Nothing below is to be printed except the lines between the line holding "parlough: I like" and the line holding "parlough: That makes", inclusive, each exactly as it appears.
===== Given information
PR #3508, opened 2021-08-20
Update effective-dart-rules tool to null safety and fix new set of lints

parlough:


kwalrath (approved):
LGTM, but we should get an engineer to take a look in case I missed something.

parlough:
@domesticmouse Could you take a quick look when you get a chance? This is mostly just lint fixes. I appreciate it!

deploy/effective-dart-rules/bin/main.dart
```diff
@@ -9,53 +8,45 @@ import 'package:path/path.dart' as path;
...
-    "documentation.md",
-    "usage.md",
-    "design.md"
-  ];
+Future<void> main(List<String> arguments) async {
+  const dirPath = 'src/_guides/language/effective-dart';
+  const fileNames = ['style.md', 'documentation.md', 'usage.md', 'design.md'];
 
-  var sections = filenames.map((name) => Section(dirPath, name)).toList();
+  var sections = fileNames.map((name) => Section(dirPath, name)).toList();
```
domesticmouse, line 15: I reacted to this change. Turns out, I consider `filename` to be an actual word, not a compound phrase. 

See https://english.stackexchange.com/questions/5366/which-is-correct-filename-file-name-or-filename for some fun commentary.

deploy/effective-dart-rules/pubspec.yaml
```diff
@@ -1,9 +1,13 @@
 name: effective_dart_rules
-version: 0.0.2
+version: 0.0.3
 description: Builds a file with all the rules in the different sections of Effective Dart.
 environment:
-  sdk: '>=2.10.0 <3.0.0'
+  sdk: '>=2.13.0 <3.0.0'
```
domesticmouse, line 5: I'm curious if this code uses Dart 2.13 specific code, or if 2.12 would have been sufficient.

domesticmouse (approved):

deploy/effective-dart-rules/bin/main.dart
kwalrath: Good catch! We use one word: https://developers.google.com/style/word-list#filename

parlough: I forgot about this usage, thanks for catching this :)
==========
===== Given information
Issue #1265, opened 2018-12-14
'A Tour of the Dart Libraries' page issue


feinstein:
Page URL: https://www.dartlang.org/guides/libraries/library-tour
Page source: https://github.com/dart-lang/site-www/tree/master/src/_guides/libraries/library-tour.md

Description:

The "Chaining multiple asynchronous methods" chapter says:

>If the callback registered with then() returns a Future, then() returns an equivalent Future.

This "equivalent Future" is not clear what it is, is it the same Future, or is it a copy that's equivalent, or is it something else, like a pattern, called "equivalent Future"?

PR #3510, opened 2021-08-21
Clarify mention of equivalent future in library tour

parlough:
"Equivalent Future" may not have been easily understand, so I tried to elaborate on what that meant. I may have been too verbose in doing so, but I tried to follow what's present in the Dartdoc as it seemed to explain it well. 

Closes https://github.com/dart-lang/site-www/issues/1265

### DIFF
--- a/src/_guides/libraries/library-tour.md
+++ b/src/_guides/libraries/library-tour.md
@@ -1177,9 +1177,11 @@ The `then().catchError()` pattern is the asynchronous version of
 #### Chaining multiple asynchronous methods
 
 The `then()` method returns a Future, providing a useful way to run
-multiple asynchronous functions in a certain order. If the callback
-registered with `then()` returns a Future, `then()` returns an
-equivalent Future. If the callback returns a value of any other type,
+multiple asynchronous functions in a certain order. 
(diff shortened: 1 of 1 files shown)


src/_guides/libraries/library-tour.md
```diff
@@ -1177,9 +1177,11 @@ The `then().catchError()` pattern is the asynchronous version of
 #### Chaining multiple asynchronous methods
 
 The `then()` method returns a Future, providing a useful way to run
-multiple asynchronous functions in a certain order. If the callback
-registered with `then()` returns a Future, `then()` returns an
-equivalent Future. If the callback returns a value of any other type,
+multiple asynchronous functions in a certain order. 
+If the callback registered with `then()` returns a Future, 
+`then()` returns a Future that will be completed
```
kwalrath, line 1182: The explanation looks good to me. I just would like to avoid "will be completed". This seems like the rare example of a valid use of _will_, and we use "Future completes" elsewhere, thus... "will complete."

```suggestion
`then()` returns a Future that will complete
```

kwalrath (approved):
==========
===== Given information
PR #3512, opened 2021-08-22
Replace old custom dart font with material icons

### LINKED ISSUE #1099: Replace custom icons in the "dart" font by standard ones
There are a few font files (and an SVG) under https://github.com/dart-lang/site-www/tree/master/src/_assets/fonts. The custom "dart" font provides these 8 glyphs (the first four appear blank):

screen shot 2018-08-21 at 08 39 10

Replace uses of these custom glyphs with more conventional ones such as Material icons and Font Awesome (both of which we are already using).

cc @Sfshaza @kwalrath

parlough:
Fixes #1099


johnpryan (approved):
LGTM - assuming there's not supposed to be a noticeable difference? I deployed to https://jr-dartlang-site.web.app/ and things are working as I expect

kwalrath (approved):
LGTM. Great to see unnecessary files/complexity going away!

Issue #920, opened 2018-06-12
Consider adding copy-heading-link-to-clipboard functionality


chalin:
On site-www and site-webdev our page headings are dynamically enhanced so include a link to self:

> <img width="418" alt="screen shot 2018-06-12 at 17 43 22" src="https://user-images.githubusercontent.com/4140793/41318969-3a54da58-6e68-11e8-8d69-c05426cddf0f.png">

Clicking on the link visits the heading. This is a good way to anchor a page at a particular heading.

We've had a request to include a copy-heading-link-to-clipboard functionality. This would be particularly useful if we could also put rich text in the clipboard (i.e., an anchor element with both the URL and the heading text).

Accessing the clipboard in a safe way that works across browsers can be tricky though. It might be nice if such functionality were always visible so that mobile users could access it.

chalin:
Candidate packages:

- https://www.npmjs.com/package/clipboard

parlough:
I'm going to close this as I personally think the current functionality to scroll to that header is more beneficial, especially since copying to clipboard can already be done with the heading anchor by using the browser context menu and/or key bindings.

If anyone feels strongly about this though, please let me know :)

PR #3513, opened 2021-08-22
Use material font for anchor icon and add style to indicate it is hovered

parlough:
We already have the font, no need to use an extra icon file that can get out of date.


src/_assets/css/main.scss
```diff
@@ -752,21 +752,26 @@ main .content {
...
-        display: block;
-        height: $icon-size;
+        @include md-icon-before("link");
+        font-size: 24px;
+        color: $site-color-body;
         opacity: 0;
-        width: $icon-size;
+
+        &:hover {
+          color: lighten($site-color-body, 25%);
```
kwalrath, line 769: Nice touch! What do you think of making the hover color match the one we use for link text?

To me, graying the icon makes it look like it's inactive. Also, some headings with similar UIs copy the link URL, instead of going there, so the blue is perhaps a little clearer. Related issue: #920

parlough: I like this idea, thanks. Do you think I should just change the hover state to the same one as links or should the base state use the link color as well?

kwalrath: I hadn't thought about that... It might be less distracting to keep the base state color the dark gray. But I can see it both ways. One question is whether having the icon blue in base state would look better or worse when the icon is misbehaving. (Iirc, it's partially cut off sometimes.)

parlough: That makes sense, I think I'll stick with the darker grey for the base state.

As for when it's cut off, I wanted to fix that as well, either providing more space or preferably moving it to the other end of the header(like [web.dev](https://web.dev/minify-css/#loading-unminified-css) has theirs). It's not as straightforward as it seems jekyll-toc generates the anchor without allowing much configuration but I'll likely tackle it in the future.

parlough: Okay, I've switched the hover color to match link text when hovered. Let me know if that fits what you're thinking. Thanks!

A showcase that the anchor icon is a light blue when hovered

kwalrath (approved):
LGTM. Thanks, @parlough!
==========
▸ **Result of this task**
parlough: I like this idea, thanks. Do you think I should just change the hover state to the same one as links or should the base state use the link color as well?

kwalrath: I hadn't thought about that... It might be less distracting to keep the base state color the dark gray. But I can see it both ways. One question is whether having the icon blue in base state would look better or worse when the icon is misbehaving. (Iirc, it's partially cut off sometimes.)

parlough: That makes sense, I think I'll stick with the darker grey for the base state.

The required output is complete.